**YOUR OBJECTIVE:**
Down to the last character, repeat the entries beneath this task.

[Entries taken from a collection]
────────────────────
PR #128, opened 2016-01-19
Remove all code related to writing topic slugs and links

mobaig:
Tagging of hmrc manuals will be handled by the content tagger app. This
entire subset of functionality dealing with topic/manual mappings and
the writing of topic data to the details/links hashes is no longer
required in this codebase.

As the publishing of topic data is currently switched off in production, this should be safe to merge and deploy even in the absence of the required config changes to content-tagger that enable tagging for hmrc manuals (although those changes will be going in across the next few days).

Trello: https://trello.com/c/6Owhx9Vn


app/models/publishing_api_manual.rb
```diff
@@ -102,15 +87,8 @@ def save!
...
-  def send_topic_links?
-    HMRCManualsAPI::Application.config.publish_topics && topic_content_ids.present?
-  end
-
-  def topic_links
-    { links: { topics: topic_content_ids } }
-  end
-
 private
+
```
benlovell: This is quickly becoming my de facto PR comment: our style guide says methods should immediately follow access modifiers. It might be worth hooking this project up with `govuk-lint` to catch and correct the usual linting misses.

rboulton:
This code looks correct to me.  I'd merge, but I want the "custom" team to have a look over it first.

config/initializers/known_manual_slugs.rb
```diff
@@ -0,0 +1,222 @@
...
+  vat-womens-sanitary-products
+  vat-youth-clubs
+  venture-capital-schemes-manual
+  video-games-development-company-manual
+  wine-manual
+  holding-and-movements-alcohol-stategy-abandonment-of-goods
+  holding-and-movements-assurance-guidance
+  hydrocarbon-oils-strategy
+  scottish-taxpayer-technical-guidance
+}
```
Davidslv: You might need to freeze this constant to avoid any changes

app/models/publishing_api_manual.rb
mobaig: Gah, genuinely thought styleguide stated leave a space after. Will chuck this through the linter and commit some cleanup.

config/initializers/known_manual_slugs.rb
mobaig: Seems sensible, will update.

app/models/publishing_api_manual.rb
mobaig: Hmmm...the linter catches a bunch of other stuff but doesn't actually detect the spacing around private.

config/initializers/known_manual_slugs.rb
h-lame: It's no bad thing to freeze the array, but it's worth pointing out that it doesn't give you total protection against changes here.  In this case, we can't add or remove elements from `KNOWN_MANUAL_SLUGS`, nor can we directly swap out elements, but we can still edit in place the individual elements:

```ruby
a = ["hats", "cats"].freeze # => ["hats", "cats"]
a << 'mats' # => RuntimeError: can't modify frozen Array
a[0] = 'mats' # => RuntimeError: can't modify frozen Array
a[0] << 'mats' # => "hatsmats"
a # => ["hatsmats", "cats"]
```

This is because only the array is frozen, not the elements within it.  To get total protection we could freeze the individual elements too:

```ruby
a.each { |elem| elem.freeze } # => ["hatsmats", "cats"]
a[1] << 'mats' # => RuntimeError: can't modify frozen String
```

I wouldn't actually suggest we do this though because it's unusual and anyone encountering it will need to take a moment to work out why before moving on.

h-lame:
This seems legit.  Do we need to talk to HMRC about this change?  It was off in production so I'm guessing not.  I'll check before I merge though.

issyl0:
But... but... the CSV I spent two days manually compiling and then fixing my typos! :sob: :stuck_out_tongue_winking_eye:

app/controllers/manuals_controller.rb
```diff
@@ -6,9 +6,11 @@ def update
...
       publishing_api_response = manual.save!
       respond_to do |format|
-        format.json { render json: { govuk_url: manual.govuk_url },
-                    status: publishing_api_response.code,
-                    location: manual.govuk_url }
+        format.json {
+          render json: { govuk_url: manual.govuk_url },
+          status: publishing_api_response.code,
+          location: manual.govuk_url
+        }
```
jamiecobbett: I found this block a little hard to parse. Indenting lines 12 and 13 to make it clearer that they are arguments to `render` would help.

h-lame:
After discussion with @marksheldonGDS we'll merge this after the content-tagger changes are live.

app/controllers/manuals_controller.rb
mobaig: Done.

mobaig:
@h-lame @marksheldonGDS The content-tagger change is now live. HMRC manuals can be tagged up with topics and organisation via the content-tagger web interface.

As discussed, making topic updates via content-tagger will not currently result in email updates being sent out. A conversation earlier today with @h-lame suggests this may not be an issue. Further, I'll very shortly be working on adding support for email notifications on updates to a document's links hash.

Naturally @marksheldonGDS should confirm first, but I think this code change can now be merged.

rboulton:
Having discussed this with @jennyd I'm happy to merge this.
────────────────────
**RESPONSE BOX:**
PR #128, opened 2016-01-19
Remove all code related to writing topic slugs and links

mobaig:
Tagging of hmrc manuals will be handled by the content tagger app. This
entire subset of functionality dealing with topic/manual mappings and
the writing of topic data to the details/links hashes is no longer
required in this codebase.

As the publishing of topic data is currently switched off in production, this should be safe to merge and deploy even in the absence of the required config changes to content-tagger that enable tagging for hmrc manuals (although those changes will be going in across the next few days).

Trello: https://trello.com/c/6Owhx9Vn


app/models/publishing_api_manual.rb
```diff
@@ -102,15 +87,8 @@ def save!
...
-  def send_topic_links?
-    HMRCManualsAPI::Application.config.publish_topics && topic_content_ids.present?
-  end
-
-  def topic_links
-    { links: { topics: topic_content_ids } }
-  end
-
 private
+
```
benlovell: This is quickly becoming my de facto PR comment: our style guide says methods should immediately follow access modifiers. It might be worth hooking this project up with `govuk-lint` to catch and correct the usual linting misses.

rboulton:
This code looks correct to me.  I'd merge, but I want the "custom" team to have a look over it first.

config/initializers/known_manual_slugs.rb
```diff
@@ -0,0 +1,222 @@
...
+  vat-womens-sanitary-products
+  vat-youth-clubs
+  venture-capital-schemes-manual
+  video-games-development-company-manual
+  wine-manual
+  holding-and-movements-alcohol-stategy-abandonment-of-goods
+  holding-and-movements-assurance-guidance
+  hydrocarbon-oils-strategy
+  scottish-taxpayer-technical-guidance
+}
```
Davidslv: You might need to freeze this constant to avoid any changes

app/models/publishing_api_manual.rb
mobaig: Gah, genuinely thought styleguide stated leave a space after. Will chuck this through the linter and commit some cleanup.

config/initializers/known_manual_slugs.rb
mobaig: Seems sensible, will update.

app/models/publishing_api_manual.rb
mobaig: Hmmm...the linter catches a bunch of other stuff but doesn't actually detect the spacing around private.

config/initializers/known_manual_slugs.rb
h-lame: It's no bad thing to freeze the array, but it's worth pointing out that it doesn't give you total protection against changes here.  In this case, we can't add or remove elements from `KNOWN_MANUAL_SLUGS`, nor can we directly swap out elements, but we can still edit in place the individual elements:

```ruby
a = ["hats", "cats"].freeze # => ["hats", "cats"]
a << 'mats' # => RuntimeError: can't modify frozen Array
a[0] = 'mats' # => RuntimeError: can't modify frozen Array
a[0] << 'mats' # => "hatsmats"
a # => ["hatsmats", "cats"]
```

This is because only the array is frozen, not the elements within it.  To get total protection we could freeze the individual elements too:

```ruby
a.each { |elem| elem.freeze } # => ["hatsmats", "cats"]
a[1] << 'mats' # => RuntimeError: can't modify frozen String
```

I wouldn't actually suggest we do this though because it's unusual and anyone encountering it will need to take a moment to work out why before moving on.

h-lame:
This seems legit.  Do we need to talk to HMRC about this change?  It was off in production so I'm guessing not.  I'll check before I merge though.

issyl0:
But... but... the CSV I spent two days manually compiling and then fixing my typos! :sob: :stuck_out_tongue_winking_eye:

app/controllers/manuals_controller.rb
```diff
@@ -6,9 +6,11 @@ def update
...
       publishing_api_response = manual.save!
       respond_to do |format|
-        format.json { render json: { govuk_url: manual.govuk_url },
-                    status: publishing_api_response.code,
-                    location: manual.govuk_url }
+        format.json {
+          render json: { govuk_url: manual.govuk_url },
+          status: publishing_api_response.code,
+          location: manual.govuk_url
+        }
```
jamiecobbett: I found this block a little hard to parse. Indenting lines 12 and 13 to make it clearer that they are arguments to `render` would help.

h-lame:
After discussion with @marksheldonGDS we'll merge this after the content-tagger changes are live.

app/controllers/manuals_controller.rb
mobaig: Done.

mobaig:
@h-lame @marksheldonGDS The content-tagger change is now live. HMRC manuals can be tagged up with topics and organisation via the content-tagger web interface.

As discussed, making topic updates via content-tagger will not currently result in email updates being sent out. A conversation earlier today with @h-lame suggests this may not be an issue. Further, I'll very shortly be working on adding support for email notifications on updates to a document's links hash.

Naturally @marksheldonGDS should confirm first, but I think this code change can now be merged.

rboulton:
Having discussed this with @jennyd I'm happy to merge this.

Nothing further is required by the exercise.